[RECORDS PROVIDED]

PR #405, opened 2021-05-18
Generate credentials

### LINKED ISSUE #379: Gitea service should be either password protected or not accessible
See also #378 and #376

If we decide we want to keep gitea accessible to the world, it should be protected (password, ssh keys etc) and served using encryption.

If not, then we shouldn't expose it at all with an ingress. `git push` is happening on the server side since v0.0.12 (#338) so we don't need to access it from the client side unless we want to support git ops.

NOTE: The gitea ingress is used in various places to detect what the app domain is so removing it will need changes to other parts of the code.

andreas-kupries:
Fixes, in part, #61 

Fixes #379


helpers/uuid/uuid.go
```diff
@@ -0,0 +1,23 @@
+package uuid
+
+import (
+	"crypto/rand"
+	"encoding/hex"
+	"hash/fnv"
+)
+
+func UUID() (string, error) {
```
manno, line 9: This is not a UUID as defined in several standards. https://en.wikipedia.org/wiki/Universally_unique_identifier.

Can we call this something else? I expect UUIDs to have a certain length and format.

andreas-kupries: Sure. ... Package rename to `randstr` and `UUID` becomes `Hex16`. Noted.

manno: Nice, that means it doesn't "stutter"   (https://golang.org/doc/effective_go#package-names) anymore. Instead of `uuid.UUID()`, we have `randstr.Hex16()` 👍

andreas-kupries: Done with commit 28f8364ac94c1a734c0d50c71034a6e3be51b337

deployments/registry.go
```diff
@@ -28,6 +29,23 @@ const (
...
+var registryAuthMemo *auth.PasswordAuth
+
+func RegistryInstallAuth() (*auth.PasswordAuth, error) {
+	if registryAuthMemo == nil {
+		auth, err := auth.RandomPasswordAuth()
+		if err != nil {
+			return nil, err
+		}
+		registryAuthMemo = auth
+		// registryAuthMemo = &auth.PasswordAuth{
```
jimmykarily, line 41: Can we remove these comments now?

deployments/tekton.go
```diff
@@ -360,18 +361,29 @@ func applyTektonStaging(c *kubernetes.Cluster, ui *termui.UI) (string, error) {
...
 func (k Tekton) createGiteaCredsSecret(c *kubernetes.Cluster) error {
-	_, err := c.Kubectl.CoreV1().Secrets(TektonStagingNamespace).Create(context.Background(),
+	// See internal/cli/clients/gitea/gitea.go, func
+	// `getGiteaCredentials` for where the cli retrieves the
+	// information for its own gitea client.
+	//
+	// See deployments/gitea.go func `apply` where `install`
+	// configures gitea for the same credentials.
+
+	giteaAuth, err := GiteaInstallAuth()
```
jimmykarily, line 371: The memoization of this method will be a problem if we ever want to support resuming an incomplete installation but let's solve this problem when (and if) we get there.

helpers/randstr/randstr.go
```diff
@@ -0,0 +1,23 @@
+package randstr
```
jimmykarily, line 1: Maybe add a comment on what this package is all about?

internal/cli/clients/client.go
```diff
@@ -580,12 +573,14 @@ func (c *EpinioClient) Info() error {
...
 	giteaVersion := "unavailable"
 
-	version, resp, err := c.GiteaClient.Client.ServerVersion()
-	if err == nil && resp != nil && resp.StatusCode == 200 {
-		giteaVersion = version
-	}
+	// version, resp, err := c.GiteaClient.Client.ServerVersion()
+	// if err == nil && resp != nil && resp.StatusCode == 200 {
+	// 	giteaVersion = version
+	// }
```
jimmykarily, line 583: delete the comments? The TODO above should be enough to fix this.

deployments/registry.go
andreas-kupries: oops. yes

deployments/tekton.go
andreas-kupries: Agreed. My handling of a partial install is to `uninstall` and then start fresh.

internal/cli/clients/client.go
andreas-kupries: Right. I left quite a bit in regarding the gitea version for info ...

helpers/randstr/randstr.go
andreas-kupries: Yes

deployments/registry.go
andreas-kupries: Done, 2ceb59f79c32d91a623818ebb927e5e855a6f709

helpers/randstr/randstr.go
andreas-kupries: Done, 2ceb59f79c32d91a623818ebb927e5e855a6f709

internal/cli/clients/client.go
andreas-kupries: Done, 2ceb59f79c32d91a623818ebb927e5e855a6f709

andreas-kupries:
Also rebased to resolve the go.mod conflict.

jimmykarily (approved):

[/RECORDS PROVIDED]

● WHAT IS EXPECTED
Above are some records; copy each line there that contains "want".

● ANSWER FOR THE TASK
If we decide we want to keep gitea accessible to the world, it should be protected (password, ssh keys etc) and served using encryption.
If not, then we shouldn't expose it at all with an ingress. `git push` is happening on the server side since v0.0.12 (#338) so we don't need to access it from the client side unless we want to support git ops.
jimmykarily, line 371: The memoization of this method will be a problem if we ever want to support resuming an incomplete installation but let's solve this problem when (and if) we get there.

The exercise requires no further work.